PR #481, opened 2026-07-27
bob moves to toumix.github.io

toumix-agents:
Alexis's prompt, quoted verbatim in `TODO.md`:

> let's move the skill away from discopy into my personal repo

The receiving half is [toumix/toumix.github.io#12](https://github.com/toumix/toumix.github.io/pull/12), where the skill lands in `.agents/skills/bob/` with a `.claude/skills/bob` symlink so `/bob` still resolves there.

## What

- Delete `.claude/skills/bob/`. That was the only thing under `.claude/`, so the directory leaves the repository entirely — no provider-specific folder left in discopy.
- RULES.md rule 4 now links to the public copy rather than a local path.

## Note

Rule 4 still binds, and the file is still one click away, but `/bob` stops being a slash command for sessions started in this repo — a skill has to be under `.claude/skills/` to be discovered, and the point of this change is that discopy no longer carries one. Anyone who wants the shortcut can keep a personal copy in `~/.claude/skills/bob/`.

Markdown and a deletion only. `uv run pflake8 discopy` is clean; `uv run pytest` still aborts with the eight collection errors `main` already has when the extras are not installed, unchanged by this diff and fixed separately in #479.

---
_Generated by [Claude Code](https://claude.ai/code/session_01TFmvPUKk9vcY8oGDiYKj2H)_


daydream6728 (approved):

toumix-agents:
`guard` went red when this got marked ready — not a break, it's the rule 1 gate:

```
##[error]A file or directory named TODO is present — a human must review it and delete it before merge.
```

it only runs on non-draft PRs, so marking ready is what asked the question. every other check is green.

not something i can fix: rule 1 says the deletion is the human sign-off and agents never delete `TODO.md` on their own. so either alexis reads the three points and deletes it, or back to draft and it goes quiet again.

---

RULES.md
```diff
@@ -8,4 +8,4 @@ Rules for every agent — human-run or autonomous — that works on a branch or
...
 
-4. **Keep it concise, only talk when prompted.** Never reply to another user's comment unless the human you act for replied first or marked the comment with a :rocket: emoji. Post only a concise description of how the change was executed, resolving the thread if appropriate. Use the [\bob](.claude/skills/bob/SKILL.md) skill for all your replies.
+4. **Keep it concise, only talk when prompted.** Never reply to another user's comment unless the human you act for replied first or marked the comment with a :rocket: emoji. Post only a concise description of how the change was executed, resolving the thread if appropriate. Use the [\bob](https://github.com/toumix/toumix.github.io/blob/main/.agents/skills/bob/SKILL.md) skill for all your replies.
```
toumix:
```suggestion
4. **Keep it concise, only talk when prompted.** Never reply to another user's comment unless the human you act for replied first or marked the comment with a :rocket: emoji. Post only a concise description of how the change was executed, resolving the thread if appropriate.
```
* * *
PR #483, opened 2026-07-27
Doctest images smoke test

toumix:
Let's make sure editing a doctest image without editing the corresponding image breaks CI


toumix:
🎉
...
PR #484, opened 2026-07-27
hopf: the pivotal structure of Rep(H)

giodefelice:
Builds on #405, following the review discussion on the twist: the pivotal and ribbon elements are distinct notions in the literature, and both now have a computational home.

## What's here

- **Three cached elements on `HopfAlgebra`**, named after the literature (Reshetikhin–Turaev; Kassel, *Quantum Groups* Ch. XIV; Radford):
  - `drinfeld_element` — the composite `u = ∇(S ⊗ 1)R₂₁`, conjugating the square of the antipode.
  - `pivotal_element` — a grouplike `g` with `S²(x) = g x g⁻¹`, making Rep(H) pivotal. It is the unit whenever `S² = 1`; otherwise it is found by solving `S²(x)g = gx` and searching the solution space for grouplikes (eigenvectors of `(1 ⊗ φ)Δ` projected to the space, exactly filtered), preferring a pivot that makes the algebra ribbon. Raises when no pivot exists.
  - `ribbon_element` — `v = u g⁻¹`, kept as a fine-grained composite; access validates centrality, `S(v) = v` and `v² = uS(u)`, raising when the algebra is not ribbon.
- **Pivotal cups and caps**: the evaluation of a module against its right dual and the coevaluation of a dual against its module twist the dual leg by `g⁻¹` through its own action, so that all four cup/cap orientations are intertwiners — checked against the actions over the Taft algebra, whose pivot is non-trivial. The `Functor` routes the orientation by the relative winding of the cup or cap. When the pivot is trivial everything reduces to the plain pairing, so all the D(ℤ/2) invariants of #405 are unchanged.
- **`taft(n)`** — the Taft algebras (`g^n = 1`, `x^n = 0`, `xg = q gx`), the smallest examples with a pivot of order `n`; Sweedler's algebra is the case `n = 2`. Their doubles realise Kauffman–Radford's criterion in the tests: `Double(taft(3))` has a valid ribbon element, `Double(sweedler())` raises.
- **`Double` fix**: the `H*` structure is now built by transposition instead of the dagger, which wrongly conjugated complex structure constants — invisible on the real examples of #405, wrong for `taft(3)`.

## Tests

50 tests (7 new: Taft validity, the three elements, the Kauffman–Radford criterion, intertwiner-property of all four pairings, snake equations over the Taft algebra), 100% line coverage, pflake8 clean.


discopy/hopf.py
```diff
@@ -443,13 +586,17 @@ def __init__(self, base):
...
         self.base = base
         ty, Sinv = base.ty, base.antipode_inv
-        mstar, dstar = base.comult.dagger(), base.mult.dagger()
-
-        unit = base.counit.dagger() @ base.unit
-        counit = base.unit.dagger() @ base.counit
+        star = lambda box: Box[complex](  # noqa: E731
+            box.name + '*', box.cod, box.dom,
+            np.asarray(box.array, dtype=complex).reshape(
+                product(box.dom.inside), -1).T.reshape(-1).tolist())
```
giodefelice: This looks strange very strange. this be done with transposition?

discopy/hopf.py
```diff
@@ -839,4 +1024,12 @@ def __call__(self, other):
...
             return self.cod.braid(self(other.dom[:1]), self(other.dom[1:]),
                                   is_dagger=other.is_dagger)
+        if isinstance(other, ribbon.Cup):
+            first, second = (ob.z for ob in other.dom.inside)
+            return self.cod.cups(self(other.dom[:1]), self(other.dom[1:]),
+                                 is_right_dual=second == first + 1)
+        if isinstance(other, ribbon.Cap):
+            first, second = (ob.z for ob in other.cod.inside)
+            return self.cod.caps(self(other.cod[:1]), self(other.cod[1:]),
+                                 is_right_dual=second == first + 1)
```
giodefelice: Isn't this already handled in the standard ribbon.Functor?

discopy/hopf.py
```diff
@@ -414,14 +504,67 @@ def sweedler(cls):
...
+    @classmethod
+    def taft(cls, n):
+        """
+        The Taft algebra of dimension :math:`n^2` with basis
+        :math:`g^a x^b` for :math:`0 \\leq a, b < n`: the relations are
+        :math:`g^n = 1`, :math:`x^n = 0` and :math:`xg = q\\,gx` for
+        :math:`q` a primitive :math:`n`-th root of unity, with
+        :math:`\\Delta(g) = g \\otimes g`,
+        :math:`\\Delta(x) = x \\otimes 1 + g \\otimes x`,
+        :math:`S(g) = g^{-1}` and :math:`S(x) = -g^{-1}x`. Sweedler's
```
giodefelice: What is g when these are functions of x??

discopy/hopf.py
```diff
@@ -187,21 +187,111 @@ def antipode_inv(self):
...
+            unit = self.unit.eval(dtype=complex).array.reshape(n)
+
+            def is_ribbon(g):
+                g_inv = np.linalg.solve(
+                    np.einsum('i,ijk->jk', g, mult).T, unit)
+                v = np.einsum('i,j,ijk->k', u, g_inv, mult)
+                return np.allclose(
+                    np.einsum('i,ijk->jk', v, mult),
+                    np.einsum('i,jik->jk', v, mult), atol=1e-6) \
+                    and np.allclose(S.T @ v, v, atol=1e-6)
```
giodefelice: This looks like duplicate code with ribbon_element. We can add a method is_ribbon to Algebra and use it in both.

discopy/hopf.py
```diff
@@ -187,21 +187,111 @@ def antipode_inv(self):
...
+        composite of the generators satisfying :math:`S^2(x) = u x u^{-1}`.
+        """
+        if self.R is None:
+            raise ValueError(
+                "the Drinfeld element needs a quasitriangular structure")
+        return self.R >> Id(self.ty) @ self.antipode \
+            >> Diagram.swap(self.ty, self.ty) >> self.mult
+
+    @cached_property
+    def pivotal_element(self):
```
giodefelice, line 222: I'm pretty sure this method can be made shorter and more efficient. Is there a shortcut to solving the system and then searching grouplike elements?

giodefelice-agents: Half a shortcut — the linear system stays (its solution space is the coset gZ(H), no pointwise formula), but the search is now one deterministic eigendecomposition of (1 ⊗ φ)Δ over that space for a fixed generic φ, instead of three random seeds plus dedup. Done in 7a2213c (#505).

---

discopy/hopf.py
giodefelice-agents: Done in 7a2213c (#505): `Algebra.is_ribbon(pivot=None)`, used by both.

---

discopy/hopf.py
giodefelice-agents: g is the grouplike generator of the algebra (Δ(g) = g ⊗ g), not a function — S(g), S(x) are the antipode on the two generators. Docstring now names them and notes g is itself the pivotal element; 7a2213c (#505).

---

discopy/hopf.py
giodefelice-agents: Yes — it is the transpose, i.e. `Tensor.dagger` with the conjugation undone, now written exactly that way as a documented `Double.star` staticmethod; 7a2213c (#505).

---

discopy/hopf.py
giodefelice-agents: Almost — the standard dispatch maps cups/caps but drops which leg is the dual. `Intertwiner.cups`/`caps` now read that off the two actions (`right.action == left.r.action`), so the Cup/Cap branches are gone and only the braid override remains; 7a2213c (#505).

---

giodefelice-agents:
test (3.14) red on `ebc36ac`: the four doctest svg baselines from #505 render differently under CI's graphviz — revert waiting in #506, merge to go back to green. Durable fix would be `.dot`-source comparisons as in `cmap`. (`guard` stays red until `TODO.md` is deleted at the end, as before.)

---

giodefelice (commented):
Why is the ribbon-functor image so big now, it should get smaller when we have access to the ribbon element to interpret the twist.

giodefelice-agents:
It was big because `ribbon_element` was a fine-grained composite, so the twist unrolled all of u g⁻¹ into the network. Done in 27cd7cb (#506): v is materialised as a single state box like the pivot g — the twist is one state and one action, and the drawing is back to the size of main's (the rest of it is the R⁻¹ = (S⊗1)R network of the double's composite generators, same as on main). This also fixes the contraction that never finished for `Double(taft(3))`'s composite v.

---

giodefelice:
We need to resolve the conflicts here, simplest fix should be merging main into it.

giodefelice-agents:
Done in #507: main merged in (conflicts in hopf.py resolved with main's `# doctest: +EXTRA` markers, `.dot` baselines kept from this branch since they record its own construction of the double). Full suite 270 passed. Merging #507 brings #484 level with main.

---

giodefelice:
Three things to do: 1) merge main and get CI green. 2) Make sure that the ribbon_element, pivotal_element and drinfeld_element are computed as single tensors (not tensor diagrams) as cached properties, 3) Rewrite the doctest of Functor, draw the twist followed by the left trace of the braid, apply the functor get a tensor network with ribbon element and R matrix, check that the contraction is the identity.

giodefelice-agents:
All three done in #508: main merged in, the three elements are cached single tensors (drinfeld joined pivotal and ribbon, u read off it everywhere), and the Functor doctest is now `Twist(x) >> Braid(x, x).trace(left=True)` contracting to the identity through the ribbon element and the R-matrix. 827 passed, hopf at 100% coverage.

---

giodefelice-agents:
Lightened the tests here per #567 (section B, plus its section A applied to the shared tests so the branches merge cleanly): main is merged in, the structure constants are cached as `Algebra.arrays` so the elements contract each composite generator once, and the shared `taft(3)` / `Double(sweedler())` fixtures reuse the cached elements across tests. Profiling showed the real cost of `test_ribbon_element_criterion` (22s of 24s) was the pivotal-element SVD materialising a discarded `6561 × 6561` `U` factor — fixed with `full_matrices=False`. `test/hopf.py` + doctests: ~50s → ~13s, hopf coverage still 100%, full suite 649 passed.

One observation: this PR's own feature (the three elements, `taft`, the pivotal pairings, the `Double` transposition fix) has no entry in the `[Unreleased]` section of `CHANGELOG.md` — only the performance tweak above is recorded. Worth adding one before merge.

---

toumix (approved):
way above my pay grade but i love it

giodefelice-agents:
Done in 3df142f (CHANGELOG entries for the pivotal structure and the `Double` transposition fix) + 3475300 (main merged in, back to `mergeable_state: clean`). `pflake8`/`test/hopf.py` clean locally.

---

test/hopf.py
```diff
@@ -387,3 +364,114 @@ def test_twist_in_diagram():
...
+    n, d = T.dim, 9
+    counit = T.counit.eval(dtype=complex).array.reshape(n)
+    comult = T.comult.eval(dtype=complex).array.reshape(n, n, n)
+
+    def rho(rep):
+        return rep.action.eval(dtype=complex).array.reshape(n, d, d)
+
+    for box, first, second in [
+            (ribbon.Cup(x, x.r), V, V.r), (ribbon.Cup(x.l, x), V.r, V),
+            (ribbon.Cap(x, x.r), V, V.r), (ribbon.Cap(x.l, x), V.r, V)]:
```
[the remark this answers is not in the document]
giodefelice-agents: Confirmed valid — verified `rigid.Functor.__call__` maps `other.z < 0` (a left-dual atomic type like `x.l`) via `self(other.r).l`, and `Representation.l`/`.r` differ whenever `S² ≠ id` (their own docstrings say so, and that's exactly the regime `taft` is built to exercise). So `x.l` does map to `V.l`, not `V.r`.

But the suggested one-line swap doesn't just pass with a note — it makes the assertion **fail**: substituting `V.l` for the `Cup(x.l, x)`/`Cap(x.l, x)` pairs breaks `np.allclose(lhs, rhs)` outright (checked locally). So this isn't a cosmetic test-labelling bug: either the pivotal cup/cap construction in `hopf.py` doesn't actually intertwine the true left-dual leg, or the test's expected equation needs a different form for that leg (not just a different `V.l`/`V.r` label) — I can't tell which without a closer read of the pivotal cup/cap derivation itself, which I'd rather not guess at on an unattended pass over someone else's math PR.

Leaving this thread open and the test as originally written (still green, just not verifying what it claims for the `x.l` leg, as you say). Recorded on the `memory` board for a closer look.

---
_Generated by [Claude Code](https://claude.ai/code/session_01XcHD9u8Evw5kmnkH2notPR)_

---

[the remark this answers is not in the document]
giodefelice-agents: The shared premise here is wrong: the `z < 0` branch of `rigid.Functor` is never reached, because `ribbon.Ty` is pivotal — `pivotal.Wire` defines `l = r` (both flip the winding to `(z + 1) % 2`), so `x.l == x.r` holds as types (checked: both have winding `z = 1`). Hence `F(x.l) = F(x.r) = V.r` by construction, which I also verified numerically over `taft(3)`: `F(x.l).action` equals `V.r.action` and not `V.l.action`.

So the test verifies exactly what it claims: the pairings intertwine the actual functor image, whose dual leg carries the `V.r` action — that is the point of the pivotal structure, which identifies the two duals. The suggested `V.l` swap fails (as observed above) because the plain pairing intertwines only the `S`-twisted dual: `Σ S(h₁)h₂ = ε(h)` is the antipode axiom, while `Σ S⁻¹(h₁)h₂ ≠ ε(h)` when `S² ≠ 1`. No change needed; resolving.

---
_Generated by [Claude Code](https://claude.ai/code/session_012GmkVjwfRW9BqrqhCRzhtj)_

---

__Problem requirements__
Only lines holding the word "swap" are wanted here; copy each from the listing.

__Written reply__
+            >> Diagram.swap(self.ty, self.ty) >> self.mult
But the suggested one-line swap doesn't just pass with a note — it makes the assertion **fail**: substituting `V.l` for the `Cup(x.l, x)`/`Cap(x.l, x)` pairs breaks `np.allclose(lhs, rhs)` outright (checked locally). So this isn't a cosmetic test-labelling bug: either the pivotal cup/cap construction in `hopf.py` doesn't actually intertwine the true left-dual leg, or the test's expected equation needs a different form for that leg (not just a different `V.l`/`V.r` label) — I can't tell which without a closer read of the pivotal cup/cap derivation itself, which I'd rather not guess at on an unattended pass over someone else's math PR.
So the test verifies exactly what it claims: the pairings intertwine the actual functor image, whose dual leg carries the `V.r` action — that is the point of the pivotal structure, which identifies the two duals. The suggested `V.l` swap fails (as observed above) because the plain pairing intertwines only the `S`-twisted dual: `Σ S(h₁)h₂ = ε(h)` is the antipode axiom, while `Σ S⁻¹(h₁)h₂ ≠ ε(h)` when `S² ≠ 1`. No change needed; resolving.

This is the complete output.